1. `meta.active_workflow_id` (active run)
2. `document_log` workflow events (`workflow_complete`, `workflow_error`)
3. upload/reparse lifecycle response metadata where available

This is best-effort historical coverage.

### Phase 2 (recommended)

Add first-class `runs` table:

```sql theme={null}
CREATE TABLE runs (
  run_id TEXT PRIMARY KEY,
  document_id TEXT NOT NULL,
  phase TEXT NOT NULL,
  started_at INTEGER NOT NULL,
  updated_at INTEGER NOT NULL,
  completed_at INTEGER,
  error TEXT
);
CREATE INDEX idx_runs_document ON runs(document_id, started_at DESC);
```

On workflow lifecycle hooks (`start/progress/complete/error`), upsert `runs`.

## Cursoring model (Partykit-style lifecycle)

Use `document_log.seq` as cursor:

1. client stores `lastSeq`
2. requests `GET /events?after=<lastSeq>`
3. receives ordered events
4. updates cursor

This mirrors durable-entity event streaming patterns used in collaborative systems.
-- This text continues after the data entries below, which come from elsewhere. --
PR #4287, opened 2020-06-12
Allow disabling of TTS for specific users

Popkornium18:
These changes make it possible to disable Text-To-Speech for specific
users while still receiving the messages as normal text.

A use case for this would be muting text to speech for a music bot.

### DIFF
--- a/src/mumble/ClientUser.cpp
+++ b/src/mumble/ClientUser.cpp
@@ -19,6 +19,7 @@ ClientUser::ClientUser(QObject *p) : QObject(p),
 		tsState(Settings::Passive),
 		tLastTalkStateChange(false),
 		bLocalIgnore(false),
+		bLocalIgnoreTTS(false),
 		bLocalMute(false),
 		fPowerMin(0.0f),
 		fPowerMax(0.0f),
@@ -134,6 +135,8 @@ QString ClientUser::getFlagsString() const {
 		flags << ClientUser::tr("Deafened (server)");
 	if (bLocalIgnore)
 		flags << ClientUser::tr("Local Ignore (Text messages)");
+	if (bLocalIgnoreTTS)
+		flags << ClientUser::tr("Local Ignore (Text-To-Speech)");
 	if (bLocalMute)
 		flags << ClientUser::tr("Local Mute");
 	if (bSelfMute)
@@ -188,6 +191,10 @@ void ClientUser::setLocalIgnore(bool ignore) {
 		return;
 	bLocalIgnore = ignore;
 	emit muteDeafStateChanged();
+}
+
+void ClientUser::setLocalIgnoreTTS(bool ignoreTTS) {
+	bLocalIgnoreTTS = ignoreTTS;
 }
 
 void ClientUser::setLocalMute(bool mute) {
--- a/src/mumble/Database.cpp
+++ b/src/mumble/Database.cpp
@@ -137,6 +137,9 @@ Database::Database(const QString &dbname) {
 	execQueryAndLogFailure(query, QLatin1String("CREATE TABLE IF NOT EXISTS `ignored` (`id` INTEGER PRIMARY KEY AUTOINCREMENT, `hash` TEXT)"));
 	execQueryAndLogFailure(query, QLatin1String("CREATE UNIQUE INDEX IF NOT EXISTS `ignored_hash` ON `ignored`(`hash`)"));
 
+	execQueryAndLogFailure(query, QLatin1String("CREATE TABLE IF NOT EXISTS `ignored_tts` (`id` INTEGER PRIMARY KEY AUTOINCREMENT, `hash` TEXT)"));
+	execQueryAndLogFailure(query, QLatin1String("CREATE UNIQUE INDEX IF NOT EXISTS `ignored_tts_hash` ON `ignored_tts`(`hash`)"));
+
 	execQueryAndLogFailure(query, QLatin1String("CREATE TABLE IF NOT EXISTS `muted` (`id` INTEGER PRIMARY KEY AUTOINCREMENT, `hash` TEXT)"));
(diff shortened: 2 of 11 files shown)


src/mumble/Database.cpp
```diff
@@ -238,6 +241,26 @@ void Database::setLocalIgnored(const QString &hash, bool ignored) {
...
+	return query.next();
+}
+
+void Database::setLocalIgnoredTTS(const QString &hash, bool ignoredTTS) {
+	QSqlQuery query(db);
+
+	if (ignoredTTS)
+		query.prepare(QLatin1String("INSERT INTO `ignored_tts` (`hash`) VALUES (?)"));
+	else
+		query.prepare(QLatin1String("DELETE FROM `ignored_tts` WHERE `hash` = ?"));
```
Krzmbrzl, line 259: Does this query fail, if `hash` is not in the table? (Failing as in "crash the application")

src/mumble/Database.cpp
```diff
@@ -238,6 +241,26 @@ void Database::setLocalIgnored(const QString &hash, bool ignored) {
...
+	query.addBindValue(hash);
+	execQueryAndLogFailure(query);
+	return query.next();
+}
+
+void Database::setLocalIgnoredTTS(const QString &hash, bool ignoredTTS) {
+	QSqlQuery query(db);
+
+	if (ignoredTTS)
+		query.prepare(QLatin1String("INSERT INTO `ignored_tts` (`hash`) VALUES (?)"));
```
Krzmbrzl, line 257: Doesn't this allow for multiple entries in the table for the same `hash`?

src/mumble/MainWindow.cpp
```diff
@@ -1585,6 +1586,7 @@ void MainWindow::qmUser_aboutToShow() {
 		qaUserLocalMute->setEnabled(false);
 		qaUserLocalVolume->setEnabled(false);
 		qaUserLocalIgnore->setEnabled(false);
+		qaUserLocalIgnoreTTS->setEnabled(false);
```
Krzmbrzl, line 1589: Maybe we only have to show this, if TTS is enabled in the first place?

src/mumble/Database.cpp
Popkornium18: I'll look into that.

It's done the same way as local muting and such. So if this code is problematic, these need to change too.

src/mumble/MainWindow.cpp
Popkornium18: Good point, I'll fix that.

src/mumble/Database.cpp
Popkornium18: No, it does not crash. I set the value, manually deleted it from sqlite and the unset it. Nothing happened.

src/mumble/Database.cpp
Popkornium18: No, there is a UNIQUE constraint on the index.

src/mumble/MainWindow.cpp
Popkornium18: Done

streaps:
a screenshot would be helpful

Popkornium18:
A screenshot of the option in the GUI?

Popkornium18:
image

src/mumble/ClientUser.cpp
```diff
@@ -190,6 +193,13 @@ void ClientUser::setLocalIgnore(bool ignore) {
 	emit muteDeafStateChanged();
 }
 
+void ClientUser::setLocalIgnoreTTS(bool ignoreTTS) {
+	if (bLocalIgnoreTTS == ignoreTTS)
+		return;
+	bLocalIgnoreTTS = ignoreTTS;
+	emit muteDeafStateChanged();
```
Krzmbrzl, line 200: I think you're misusing this signal here. After all TTS does have nothing to do with muting or deafening a user...

What is it that you want to achieve by emitting this signal here?

Popkornium18: Hmm, actually this method doesn't need to emit any signal. :thinking: I'll remove it.

Popkornium18:
> Please have a look at our commit guidelines though: https://github.com/mumble-voip/mumble/blob/master/COMMIT_GUIDELINES.md
> If possible, it'd be nice if you could adapt your commits accoridngly (squash everything but the translation update into a single `FEAT(tts)` commit.

Ah shiet I used `FEAT(client)`, but that shouldn't be a problem, right? Also there are 2 new LOC, since I somehow missed to read the values from the DB, causing the checkbox to be always unchecked. (Messages.cpp:507)

Krzmbrzl:
I changed the commit message to be `FEAT(tts)`. It's more specific than `FEAT(client)` :)

Krzmbrzl:

Krzmbrzl:
Just FYI: We have forgotten to check for null at some point - see #4307 :)

rhetr:
has this feature been released yet? i don't see it in release 1.3.4 even though this was merged over a year ago.

rhetr:
how do i use this feature? i don't see it in release 1.3.4 or in the latest 1.4.0 development snapshot.

Krzmbrzl:
That it is not in the 1.3.x series is expected (we don't backport new features) but it should be present in the 1.4.0 snapshots. 
In fact this was included since the very first snapshot (see changelog at https://www.mumble.info/blog/first-mumble-1.4.0-development-snapshot/). Are you sure you are in fact starting the snapshot and not the 1.3.4 version?

rhetr:
Screen Shot 2021-09-16 at 8 25 47 PM it says i'm using the development snapshot. i've tried on both windows and macos.

Krzmbrzl:
The button will only show if you actually have TTS enabled in the first place. Is that the case?

https://github.com/mumble-voip/mumble/blob/937f4e2fd8657f6647b2cf0a1f78a45b4bfe44cd/src/mumble/MainWindow.cpp#L1568-L1569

## Implementation task list

1. Add `/v1/documents/:documentId/runs` and `/v1/documents/:documentId/runs/:runId`.
2. Add `/v1/documents/:documentId/events` with `after` cursor over `document_log.seq`.
3. Add `/v1/documents/:documentId/responses` and `:stream`.
4. Add compatibility mappings from existing `/document` routes.
5. Add contract tests: document fetch, runs list, events cursor, completion alias parity.
6. Add schema migration for `runs` table (phase 2).
7. Update SDK docs/examples to prefer document-first terminology.